*** Block opens ***

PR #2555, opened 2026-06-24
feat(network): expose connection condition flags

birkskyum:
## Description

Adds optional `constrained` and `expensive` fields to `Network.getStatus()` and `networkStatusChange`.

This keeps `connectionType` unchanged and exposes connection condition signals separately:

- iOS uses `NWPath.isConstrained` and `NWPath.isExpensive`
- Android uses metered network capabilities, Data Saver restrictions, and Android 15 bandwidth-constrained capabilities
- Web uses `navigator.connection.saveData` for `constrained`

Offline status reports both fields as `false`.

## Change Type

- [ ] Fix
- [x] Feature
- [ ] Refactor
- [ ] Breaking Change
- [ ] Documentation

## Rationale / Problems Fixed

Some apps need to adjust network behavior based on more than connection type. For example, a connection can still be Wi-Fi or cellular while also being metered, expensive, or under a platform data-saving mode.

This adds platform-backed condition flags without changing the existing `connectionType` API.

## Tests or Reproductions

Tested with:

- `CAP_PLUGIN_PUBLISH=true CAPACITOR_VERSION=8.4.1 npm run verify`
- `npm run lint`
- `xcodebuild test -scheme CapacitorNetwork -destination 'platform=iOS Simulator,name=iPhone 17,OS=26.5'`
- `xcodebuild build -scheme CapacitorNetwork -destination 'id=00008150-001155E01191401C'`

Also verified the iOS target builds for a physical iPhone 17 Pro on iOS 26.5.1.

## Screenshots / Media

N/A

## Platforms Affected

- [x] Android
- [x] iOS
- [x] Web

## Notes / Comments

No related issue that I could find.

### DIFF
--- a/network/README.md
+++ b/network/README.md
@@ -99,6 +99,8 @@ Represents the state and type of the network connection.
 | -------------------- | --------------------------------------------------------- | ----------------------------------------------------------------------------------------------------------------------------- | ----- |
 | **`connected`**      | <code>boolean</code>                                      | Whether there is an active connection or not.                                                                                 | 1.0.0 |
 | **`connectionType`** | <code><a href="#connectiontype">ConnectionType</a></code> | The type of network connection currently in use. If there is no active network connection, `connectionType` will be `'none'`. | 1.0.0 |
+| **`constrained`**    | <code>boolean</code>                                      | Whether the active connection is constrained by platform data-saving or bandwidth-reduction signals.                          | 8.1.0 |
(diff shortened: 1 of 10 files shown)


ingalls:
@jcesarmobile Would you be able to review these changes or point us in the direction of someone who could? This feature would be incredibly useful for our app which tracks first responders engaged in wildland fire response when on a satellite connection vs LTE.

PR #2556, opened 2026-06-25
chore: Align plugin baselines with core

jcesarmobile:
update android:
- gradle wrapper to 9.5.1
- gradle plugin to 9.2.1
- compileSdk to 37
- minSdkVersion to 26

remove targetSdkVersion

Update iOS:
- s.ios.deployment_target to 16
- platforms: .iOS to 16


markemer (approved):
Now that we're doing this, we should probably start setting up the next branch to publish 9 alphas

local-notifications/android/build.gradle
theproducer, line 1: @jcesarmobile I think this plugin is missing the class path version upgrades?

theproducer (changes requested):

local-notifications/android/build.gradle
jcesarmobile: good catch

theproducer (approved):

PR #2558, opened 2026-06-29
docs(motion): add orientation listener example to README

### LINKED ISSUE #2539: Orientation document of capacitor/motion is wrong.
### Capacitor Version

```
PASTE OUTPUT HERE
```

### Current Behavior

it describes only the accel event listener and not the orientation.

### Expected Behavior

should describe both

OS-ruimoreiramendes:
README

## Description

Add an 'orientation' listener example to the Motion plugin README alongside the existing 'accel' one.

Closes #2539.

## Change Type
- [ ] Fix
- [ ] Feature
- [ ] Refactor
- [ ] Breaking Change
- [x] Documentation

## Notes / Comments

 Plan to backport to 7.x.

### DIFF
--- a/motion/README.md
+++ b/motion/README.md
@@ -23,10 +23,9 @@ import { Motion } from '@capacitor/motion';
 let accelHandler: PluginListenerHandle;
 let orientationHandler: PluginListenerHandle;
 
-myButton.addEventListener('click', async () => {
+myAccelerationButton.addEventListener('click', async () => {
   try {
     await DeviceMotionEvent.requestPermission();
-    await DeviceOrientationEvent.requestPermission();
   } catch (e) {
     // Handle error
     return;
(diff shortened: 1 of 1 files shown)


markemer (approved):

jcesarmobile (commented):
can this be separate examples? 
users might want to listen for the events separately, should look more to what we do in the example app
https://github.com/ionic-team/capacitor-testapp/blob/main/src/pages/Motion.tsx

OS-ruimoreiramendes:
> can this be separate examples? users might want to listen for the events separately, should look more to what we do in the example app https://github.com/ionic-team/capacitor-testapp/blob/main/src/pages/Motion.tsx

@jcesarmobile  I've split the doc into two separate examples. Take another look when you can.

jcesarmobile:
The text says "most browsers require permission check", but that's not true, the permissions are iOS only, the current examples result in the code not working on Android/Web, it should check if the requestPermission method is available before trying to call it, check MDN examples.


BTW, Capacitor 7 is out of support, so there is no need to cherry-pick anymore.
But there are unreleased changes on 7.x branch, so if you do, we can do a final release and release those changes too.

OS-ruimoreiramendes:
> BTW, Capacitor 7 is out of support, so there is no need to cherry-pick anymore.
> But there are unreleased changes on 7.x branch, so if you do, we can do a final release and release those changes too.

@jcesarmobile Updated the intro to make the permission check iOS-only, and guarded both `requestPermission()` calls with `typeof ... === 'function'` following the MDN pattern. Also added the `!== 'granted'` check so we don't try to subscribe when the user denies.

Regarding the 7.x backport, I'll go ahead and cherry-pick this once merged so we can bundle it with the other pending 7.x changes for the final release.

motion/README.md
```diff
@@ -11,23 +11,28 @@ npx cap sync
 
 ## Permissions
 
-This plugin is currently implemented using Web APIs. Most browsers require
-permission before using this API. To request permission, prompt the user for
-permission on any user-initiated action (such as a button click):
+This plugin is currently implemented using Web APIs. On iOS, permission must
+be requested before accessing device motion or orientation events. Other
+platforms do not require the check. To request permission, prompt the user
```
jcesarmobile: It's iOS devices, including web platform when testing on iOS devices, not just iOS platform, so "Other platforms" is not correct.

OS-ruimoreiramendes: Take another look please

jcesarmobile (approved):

*** Block closes ***

#### [About this task]
Would you repeat all of the entries exactly?

#### [Answer to this exercise]
PR #2555, opened 2026-06-24
feat(network): expose connection condition flags

birkskyum:
## Description

Adds optional `constrained` and `expensive` fields to `Network.getStatus()` and `networkStatusChange`.

This keeps `connectionType` unchanged and exposes connection condition signals separately:

- iOS uses `NWPath.isConstrained` and `NWPath.isExpensive`
- Android uses metered network capabilities, Data Saver restrictions, and Android 15 bandwidth-constrained capabilities
- Web uses `navigator.connection.saveData` for `constrained`

Offline status reports both fields as `false`.

## Change Type

- [ ] Fix
- [x] Feature
- [ ] Refactor
- [ ] Breaking Change
- [ ] Documentation

## Rationale / Problems Fixed

Some apps need to adjust network behavior based on more than connection type. For example, a connection can still be Wi-Fi or cellular while also being metered, expensive, or under a platform data-saving mode.

This adds platform-backed condition flags without changing the existing `connectionType` API.

## Tests or Reproductions

Tested with:

- `CAP_PLUGIN_PUBLISH=true CAPACITOR_VERSION=8.4.1 npm run verify`
- `npm run lint`
- `xcodebuild test -scheme CapacitorNetwork -destination 'platform=iOS Simulator,name=iPhone 17,OS=26.5'`
- `xcodebuild build -scheme CapacitorNetwork -destination 'id=00008150-001155E01191401C'`

Also verified the iOS target builds for a physical iPhone 17 Pro on iOS 26.5.1.

## Screenshots / Media

N/A

## Platforms Affected

- [x] Android
- [x] iOS
- [x] Web

## Notes / Comments

No related issue that I could find.

### DIFF
--- a/network/README.md
+++ b/network/README.md
@@ -99,6 +99,8 @@ Represents the state and type of the network connection.
 | -------------------- | --------------------------------------------------------- | ----------------------------------------------------------------------------------------------------------------------------- | ----- |
 | **`connected`**      | <code>boolean</code>                                      | Whether there is an active connection or not.                                                                                 | 1.0.0 |
 | **`connectionType`** | <code><a href="#connectiontype">ConnectionType</a></code> | The type of network connection currently in use. If there is no active network connection, `connectionType` will be `'none'`. | 1.0.0 |
+| **`constrained`**    | <code>boolean</code>                                      | Whether the active connection is constrained by platform data-saving or bandwidth-reduction signals.                          | 8.1.0 |
(diff shortened: 1 of 10 files shown)


ingalls:
@jcesarmobile Would you be able to review these changes or point us in the direction of someone who could? This feature would be incredibly useful for our app which tracks first responders engaged in wildland fire response when on a satellite connection vs LTE.

PR #2556, opened 2026-06-25
chore: Align plugin baselines with core

jcesarmobile:
update android:
- gradle wrapper to 9.5.1
- gradle plugin to 9.2.1
- compileSdk to 37
- minSdkVersion to 26

remove targetSdkVersion

Update iOS:
- s.ios.deployment_target to 16
- platforms: .iOS to 16


markemer (approved):
Now that we're doing this, we should probably start setting up the next branch to publish 9 alphas

local-notifications/android/build.gradle
theproducer, line 1: @jcesarmobile I think this plugin is missing the class path version upgrades?

theproducer (changes requested):

local-notifications/android/build.gradle
jcesarmobile: good catch

theproducer (approved):

PR #2558, opened 2026-06-29
docs(motion): add orientation listener example to README

### LINKED ISSUE #2539: Orientation document of capacitor/motion is wrong.
### Capacitor Version

```
PASTE OUTPUT HERE
```

### Current Behavior

it describes only the accel event listener and not the orientation.

### Expected Behavior

should describe both

OS-ruimoreiramendes:
README

## Description

Add an 'orientation' listener example to the Motion plugin README alongside the existing 'accel' one.

Closes #2539.

## Change Type
- [ ] Fix
- [ ] Feature
- [ ] Refactor
- [ ] Breaking Change
- [x] Documentation

## Notes / Comments

 Plan to backport to 7.x.

### DIFF
--- a/motion/README.md
+++ b/motion/README.md
@@ -23,10 +23,9 @@ import { Motion } from '@capacitor/motion';
 let accelHandler: PluginListenerHandle;
 let orientationHandler: PluginListenerHandle;
 
-myButton.addEventListener('click', async () => {
+myAccelerationButton.addEventListener('click', async () => {
   try {
     await DeviceMotionEvent.requestPermission();
-    await DeviceOrientationEvent.requestPermission();
   } catch (e) {
     // Handle error
     return;
(diff shortened: 1 of 1 files shown)


markemer (approved):

jcesarmobile (commented):
can this be separate examples? 
users might want to listen for the events separately, should look more to what we do in the example app
https://github.com/ionic-team/capacitor-testapp/blob/main/src/pages/Motion.tsx

OS-ruimoreiramendes:
> can this be separate examples? users might want to listen for the events separately, should look more to what we do in the example app https://github.com/ionic-team/capacitor-testapp/blob/main/src/pages/Motion.tsx

@jcesarmobile  I've split the doc into two separate examples. Take another look when you can.

jcesarmobile:
The text says "most browsers require permission check", but that's not true, the permissions are iOS only, the current examples result in the code not working on Android/Web, it should check if the requestPermission method is available before trying to call it, check MDN examples.


BTW, Capacitor 7 is out of support, so there is no need to cherry-pick anymore.
But there are unreleased changes on 7.x branch, so if you do, we can do a final release and release those changes too.

OS-ruimoreiramendes:
> BTW, Capacitor 7 is out of support, so there is no need to cherry-pick anymore.
> But there are unreleased changes on 7.x branch, so if you do, we can do a final release and release those changes too.

@jcesarmobile Updated the intro to make the permission check iOS-only, and guarded both `requestPermission()` calls with `typeof ... === 'function'` following the MDN pattern. Also added the `!== 'granted'` check so we don't try to subscribe when the user denies.

Regarding the 7.x backport, I'll go ahead and cherry-pick this once merged so we can bundle it with the other pending 7.x changes for the final release.

motion/README.md
```diff
@@ -11,23 +11,28 @@ npx cap sync
 
 ## Permissions
 
-This plugin is currently implemented using Web APIs. Most browsers require
-permission before using this API. To request permission, prompt the user for
-permission on any user-initiated action (such as a button click):
+This plugin is currently implemented using Web APIs. On iOS, permission must
+be requested before accessing device motion or orientation events. Other
+platforms do not require the check. To request permission, prompt the user
```
jcesarmobile: It's iOS devices, including web platform when testing on iOS devices, not just iOS platform, so "Other platforms" is not correct.

OS-ruimoreiramendes: Take another look please

jcesarmobile (approved):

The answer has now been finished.